Ведь он сам захотел, чтоб я поехал с ним, — может быть, он желает мне что-то сказать? Я мог заговорить с ним в любое время, он никогда не запрещал мне обращаться к нему.

Мы ехали по улицам, которые я не узнавал теперь, при свете фонарей. Скоро мы очутились за городом. Кучер изредка взмахивал кнутом и усаживался поудобнее на скрипучих козлах. Отец постучал в окно.

— Не гоните лошадей. — Потом он повернулся ко мне: — Тебе тепло?

Еще бы! Мне было даже жарко! Сердце у меня замерло, я начал:

— Я хочу сказать тебе одну вещь, папа!

Он вздрогнул. Мысли его были далеко.

— Что? Ты о чем?

— Мне надо сказать тебе одну вещь! — прошептал я из своего угла.

— Что? — повторил он своим высоким голосом и посмотрел на меня светлыми, зеленовато- голубыми глазами. Я молчал. У меня не хватало духу.

Вдали замерцали огни. Снег перестал. Было очень тихо. Месяц неожиданно показался из-за туч. Мы ехали по деревне. Дорога была пустынна. На домах раскачивались тусклые фонари, в хлевах мычали коровы. У полуразрушенного строения стояла отощавшая лошадь и терлась гривой о балку, медленно помахивая жидким хвостом. Показались поля, холмы, косогоры. Здесь было светлее, чем в городе.

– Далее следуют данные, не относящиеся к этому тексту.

PR #1819, opened 2018-08-23
docs/r/management_lock: Fix typo: note -> notes

phy1729:
Cf. https://github.com/terraform-providers/terraform-provider-azurerm/blob/master/azurerm/resource_arm_management_lock.go#L48


metacpp:
@phy1729 Thanks for the fix.

PR #1824, opened 2018-08-24
Adding azurerm example - 2-tier-iis-sql-vm with AD

ghostinthewires:
Adding an example that builds the infrastructure for to host a 2 tier application with IIS & MS SQL joined to Active Directory


ghostinthewires:
Hi, Do I need to do anything else on this?

examples/2-tier-iis-sql-vm/modules/sql-vm/variables.tf
```diff
@@ -0,0 +1,39 @@
...
+
+variable "admin_username" {
+  description = "The username associated with the local administrator account on the virtual machine"
+}
+
+variable "admin_password" {
+  description = "The password associated with the local administrator account on the virtual machine"
+}
+
+variable sqlvmcount {}
```
tombuildsstuff: this syntax (using a variable without the quotes) will break in Terraform 0.12 - it'd be worth adding quotes around this to ensure it's compatible in the future

examples/2-tier-iis-sql-vm/modules/network/variables.tf
```diff
@@ -0,0 +1,21 @@
...
+variable wafsubnet_name {}
+variable wafsubnet_prefix {}
+variable rpsubnet_name {}
+variable rpsubnet_prefix {}
+variable issubnet_name {}
+variable issubnet_prefix {}
+variable dbsubnet_name {}
+variable dbsubnet_prefix {}
+variable dcsubnet_name {}
+variable dcsubnet_prefix {}
```
tombuildsstuff: this syntax (defining a variable without the name being in quotes) will break in Terraform 0.12 - it'd be worth updating these to be quoted to ensure this remains compatible in the future

examples/2-tier-iis-sql-vm/modules/iis-vm/outputs.tf
```diff
@@ -0,0 +1,4 @@
+###################################################################################################
+# Outputs
+####################################################################################################
+
```
tombuildsstuff: we could remove this file since there's no outputs here

examples/2-tier-iis-sql-vm/modules/dc2-vm/variables.tf
```diff
@@ -0,0 +1,46 @@
...
+variable "admin_username" {
+  description = "The username associated with the local administrator account on the virtual machine"
+}
+
+variable "admin_password" {
+  description = "The password associated with the local administrator account on the virtual machine"
+}
+
+variable "domainadmin_username" {
+  description = "The password associated with the local administrator account on the virtual machine"
```
tombuildsstuff: isn't this variable reflecting the username of the Domain Administrator?

examples/2-tier-iis-sql-vm/example/variables.tf
```diff
@@ -0,0 +1,52 @@
...
+variable vmcount {}
+
+# Domain Controller 2
+variable "dc2private_ip_address" {}
+variable "domainadmin_username" {}
+
+# SQL LB
+variable "lbprivate_ip_address" {}
+# SQL DB Servers
+variable sqlvmcount {}
```
tombuildsstuff: (as below) this syntax will break in Terraform 0.12 - could we quote these to ensure this remains compatible with future versions of Terraform?

examples/2-tier-iis-sql-vm/example/outputs.tf
```diff
@@ -0,0 +1,4 @@
+###################################################################################################
+# Outputs
+####################################################################################################
```
tombuildsstuff: since there's nothing in this file - could we remove it for the moment?

examples/2-tier-iis-sql-vm/example/main.tf
```diff
@@ -0,0 +1,102 @@
...
+  admin_username                = "${var.admin_username}"
+  admin_password                = "${var.admin_password}"
+  domainadmin_username          = "${var.domainadmin_username}"
+}
+
+##########################################################
+## Create SQL Server VM Join domain
+##########################################################
+module "sql-vm" {
+  source                    = "..\\modules\\sql-vm"
```
tombuildsstuff: this syntax will only work on Windows - I believe using `./modules/sql-vm` should work across Linux, macOS and Windows?

examples/2-tier-iis-sql-vm/example/main.tf
```diff
@@ -0,0 +1,102 @@
+# Configure the Microsoft Azure Provider
+provider "azurerm" {
+  subscription_id = "${var.subscription_id}"
+  client_id       = "${var.client_id}"
+  client_secret   = "${var.client_secret}"
+  tenant_id       = "${var.tenant_id}"
```
tombuildsstuff: Rather than specifying these variables in-line (which hard-codes this to a Service Principal) - if you leave these values unassigned Terraform will try and pull them either from the Environment Variables or from the Azure CLI - which means that these variables aren't as  likely to be accidentally checked-in to source control.

One thing that we'd strongly recommend doing in the Provider block however is pinning to a version, for example:

```
provider "azurerm" {
  version = "=1.17.0"
}
```

ghostinthewires:
Hi Tom,

Thanks for all the excellent feedback. Much appreciated.

I have contributed a Module to the Registry today. This will create a VM and create an Active Directory domain. I will add a Module for joining a VM to an existing domain next.

How can I get this Verified on the registry?

https://registry.terraform.io/modules/ghostinthewires/ad-create/azurerm/1.0.0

— Так ты о чем же? — переспросил он еще раз.

Если бы я заговорил! В этот вечер решилось бы многое.

— Прекрасно! — сказал он наконец. — Браво! Если тебе хочется говорить — молчи!

Я понял его. Он хотел сказать, что если у меня еще есть выбор — говорить или молчать, то всегда лучше молчать.

Я и теперь еще помню ряд тополей-великанов, черных, с узловатыми сучьями, обрамлявших дорогу, которая шла сначала под гору, а потом круто вверх, к маленькому гулкому мостику.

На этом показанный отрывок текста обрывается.